Li Li Ren at Sherbet Green / London

Li Li Ren / The World forgetting, by the World Forgot

26 January - 16 March 2024

Unit 1, 2 Treadway St, London E2 6QW










Photos courtesy of the artist and Sherbet Green



The World Forgetting, by the World Forgot is the first UK solo exhibition from
multidisciplinary artist Li Li Ren, comprising an installation and sound piece
encircled by new, small-scale sculptures and textiles.
Bathing, compact whooshes, ripples of water when I move, watching the steam
take shape, small bubbled clouds dispersing sweat and toxins and stress.

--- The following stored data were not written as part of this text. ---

PR #790, opened 2020-02-17
Config prefix update to avoid -D option conflicts in Spark.

mptrepanier:
## Description
Prefixes the Spark NLP settings with `jsl.`.

## Motivation and Context
The current settings implementation of `sparknlp.settings. ...` leads to an exception being thrown by Spark's `validateSettings` when the Spark NLP configuration is provided as a `-D` option in either `spark.driver.extraJavaOptions` or `spark.executor.extraJavaOptions`, as shown here: 

https://github.com/apache/spark/blob/d8613571bc1847775dd5c1945757279234cb388c/core/src/main/scala/org/apache/spark/SparkConf.scala#L529

```
    getOption(executorOptsKey).foreach { javaOpts =>
      if (javaOpts.contains("-Dspark")) {
        val msg = s"$executorOptsKey is not allowed to set Spark options (was '$javaOpts'). " +
          "Set them directly on a SparkConf or in a properties file when using ./bin/spark-submit."
        throw new Exception(msg)
      }
      if (javaOpts.contains("-Xmx")) {
        val msg = s"$executorOptsKey is not allowed to specify max heap memory settings " +
          s"(was '$javaOpts'). Use spark.executor.memory instead."
        throw new Exception(msg)
      }
    }
```

Spark simply looks for any strings which contain `-Dspark` (which `-Dsparknlp` does) and errors out.

## How Has This Been Tested?
Against both a GCP Dataproc Cluster and a Zepplin notebook running on top of Dataproc. Example settings config shown below:

```
-Djsl.sparknlp.settings.license="LICENSE_KEY" -Djsl.sparknlp.settings.pretrained.credentials.access_key_id="ACCESS_KEY" -Djsl.sparknlp.settings.pretrained.credentials.secret_access_key="SECRET_ACCESS_KEY" -Djsl.sparknlp.settings.pretrained.s3_bucket=auxdata.johnsnowlabs.com -Djsl.sparknlp.settings.pretrained.s3_socket_timeout=3600000
```

## Types of changes

## Checklist:

- [X] My change requires a change to the documentation.
- [X] I have updated the documentation accordingly.
- [X] I have read the [CONTRIBUTING](http://nlp.johnsnowlabs.com/contribute.html) page.

## Additional Info:

**IMPORTANT** The  `sparknlp.settings.license` references are not public. I believe these reside in the spark-nlp-license project and will need to be updated there.

### DIFF
--- a/README.md
+++ b/README.md
@@ -395,9 +395,11 @@ ConfigLoader.setConfigPath("/somewhere/to/put/application.conf")
 And then we need to put in such application.conf the following content
 
 ```bash
-sparknlp {
-  settings {
-    cluster_tmp_dir = "somewhere in s3n:// path to some folder"
+jsl {
+  sparknlp {
+    settings {
+      cluster_tmp_dir = "somewhere in s3n:// path to some folder"
+    }
   }
 }
 ```
--- a/docs/en/quickstart.md
+++ b/docs/en/quickstart.md
@@ -162,11 +162,13 @@ ConfigLoader.setConfigPath("/somewhere/to/put/application.conf")
 And then we need to put in such application.conf the following content
 
 ```json
-sparknlp {
-    settings {
-        cluster_tmp_dir = "somewhere in s3n:// path to some folder"
+    jsl {
+        sparknlp {
+            settings {
+                cluster_tmp_dir = "somewhere in s3n:// path to some folder"
+            }
+        }
     }
-}
 ```
 
 For further alternatives and documentation check out our README page in [GitHub](https://github.com/JohnSnowLabs/spark-nlp).
--- a/src/main/resources/application.conf
+++ b/src/main/resources/application.conf
@@ -1,29 +1,25 @@
-sparknlp {
-
-  settings {
-
-    overrideConfigPath = "./application.conf"
-    annotatorSerializationFormat = "object"
-    useBroadcastForFeatures = true
-
-    storage {
-      // Override with cluster location. Default is non set. Leads to fs.defaultFS scheme. e.g. hdfs:// in YARN.
-      // and hadoop.tmp.dir. Highly dependant on defaultFS. Override in non hadoop, e.g. S3 storage based clusters.
-      // cluster_tmp_dir = "s3://"
+jsl {
+  sparknlp {
+    settings {
+      overrideConfigPath = "./application.conf"
+      annotatorSerializationFormat = "object"
+      useBroadcastForFeatures = true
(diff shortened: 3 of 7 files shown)


maziyarpanahi:
@rohit-nlp I know you already fixed this in the Enterprise, do we really have to change everything in the public as well?  That validation code in Apache Spark has been there for the past 4 years, does this mean that none of our configs has ever worked? Or this is just to set them with -D or spark config?

rohit-nlp:
@maziyarpanahi our configs always worked because we used -DconfigFile=<location of application.conf file> and the settings was loaded using typeconfig and not spark. but when you pass some parameter of the configuration not through properties or application conf file but directly as java property such as -Dsparknlp.something then the spark code reading these params will throw an exception at this line.

https://github.com/apache/spark/blob/d8613571bc1847775dd5c1945757279234cb388c/core/src/main/scala/org/apache/spark/SparkConf.scala#L529


now as the code looks for "-Dspark" keyword -Dsparknlp will also get caugth in this.

maziyarpanahi:
@rohit-nlp So there is no need to rename anything here as users are supposed to pass those through DconfigFile or application.conf?

mptrepanier:
It comes down to whether or not you want to support the `-D` config options path. In the latest release, that was highlighted as one of the methods for setting SparkNLP config, but it currently errors out.

rohit-nlp:
I agree with @mptrepanier though there is a workaround with application conf we should support -D option directly for all properties too. Regarding --files not working in cluster mode is really surprising for me.. Though I did not get time to set up a yarn cluster and check the issue.  @maziyarpanahi we have already changed the property in Enterprise from sparknlp.settings.* to jsl.settings.* we can do the same change in public to be consistent.

maziyarpanahi:
That makes sense, @rohit-nlp do you approved this PR then?

mptrepanier:
> As well, the `--files` method provided by Spark does not distribute the `application.conf` file to the driver node, so the method:
> 
> ```
> spark-submit --files "$LOCAL_PATH/application.conf --conf spark.driver.extraJavaOptions="-Dconfig.file=file:application.conf" --conf spark.executor.extraJavaOptions="-Dconfig.file=file:application.conf" 
> ```
> 
> will fail in cluster mode as JSL's access key validation occurs in the driver.
> 
> (For local deployments `--master local[*]`, --files misleadingly will work as the driver and the executors are one.)

@rohit-nlp unable to replicate this.

PR #797, opened 2020-02-21
Fixed silent failure when version does not match

jfernandrezj:
Just a simple fix of raising the exception instead of returning it when tensorflow version doesnt match while creating the ner graph


maziyarpanahi:
@jfernandrezj we use TF 1.15 in 2.4.x and no longer require contrib. Why 1.12 and contrib? This looks like pre 2.4.x

PR #890, opened 2020-05-03
Annotator log file Fix for DBFS

rohit-nlp:
The Annotator log files where not getting created in DBFS due to IO Operation not supported error. This fix is to handle the error.
## Description

To make the fix the change was done on OutputHelper class where if FileSystem Scheme is of type "dbfs" it is treated as a normal disk file for creating directory and for writing and appending logs to the file.

The limitation of this approach is that the setOutputLogsPath in Annotators or sparknlp.settings.annotator.log_folder in application.conf can only point to a file system path and not the dbfs mount paths. File system paths like /home or /tmp of the driver. 

dbfs is a S3 like an object store which do not support appending to a file hence logs can not be created in dbfs paths. 

**Note:** 

1. If neither sparknlp.settings.annotator.log_folder is set nor setOutputLogsPath the log will go into /root/annotator_logs folder of the driver.
2. If the cluster in databricks is created with EBS volume type as "None" then the driver disk is not persisted on the restart and hence all the logs will be lost when the server is restarted. This is consistent behaviour as in with Driver Log in Spark UI.

## How Has This Been Tested?
 
The changes were tested in Databricks notebook for all the three approaches i.e 
1. Providing application.conf with sparknlp.settings.annotator.log_folder =  "/home/logs/"
2. Setting setOutputLogsPath for the annotator as "home/logNew"
3. Removing  sparknlp.settings.annotator.log_folder from application.conf which creates the log in the home folder i.e /root under annotator_logs folder

## Types of changes

## Checklist:

### DIFF
--- a/src/main/scala/com/johnsnowlabs/nlp/util/io/OutputHelper.scala
+++ b/src/main/scala/com/johnsnowlabs/nlp/util/io/OutputHelper.scala
@@ -5,23 +5,29 @@ import java.io.{File, FileWriter, PrintWriter}
 import com.johnsnowlabs.util.ConfigHelper
 import org.apache.hadoop.fs.{FileSystem, Path}
 
+
 object OutputHelper {
 
   lazy private val fs = FileSystem.get(ResourceHelper.spark.sparkContext.hadoopConfiguration)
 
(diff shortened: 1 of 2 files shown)


maziyarpanahi:
I'll merge and we test again once RC2 is released.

Then
there is earth cracking, crevices releasing lovers, demons, ageless, aged and barely
born. In that vast expanse between our souls, bodies crawl endlessly to reach
junctions west of here, where suns set. Here, there are ghosts, and we will
remember them. I’ll cry ten times over before the day is done, huddled round,
listening to you. You say my universe holds no bounds, intertwining with yours,
tickling its way along your skin. We are parched, cotton wool tongue touching roof
of mouth. It is so strange the way my heart feels heavy when thinking about the
centuries of us, standing, laughing, dying, our spirits moving in weighted mountain
boots across urban deserts. And every time David Attenborough motions, a new
behaviour is born, wheeled out; a reminder of the world forgetting, by the world
forgot, blanched and bleached and ashen, snapshot and amplified.

Why do we write, mythologise and tell lies? In this sandy field, campfire ablaze,
gazes locked in understanding. In this garden I have cultivated, I will remember
your brown eyes as they drift across, a scavenger hungry for its next meal, in a
wasteland that cannot possibly exist. To wait out the night is to wait for birds to
sing, for the dogs to take a bow. Tomorrow, we will continue to look for them, for
new clues of butterflies that last longer than a day; shadows that may linger to tell
us things that only they could. How is it that our purified, toned forms still decay
like snowflakes? Putrid mud. A child asks, moving inside my stomach, growing.
Moulding itself from the cartilage of stories told around flames and on screens;
half-truths catching naive actualities, themselves made up by time. Here, there are
ghosts. Cicadas in praise of short bursts of light, of life, after seventeen years
buried under the soil, nymphs attached to tree trunks. We have so much time and
none at all and all we really do is dance and die. The steam is gone now.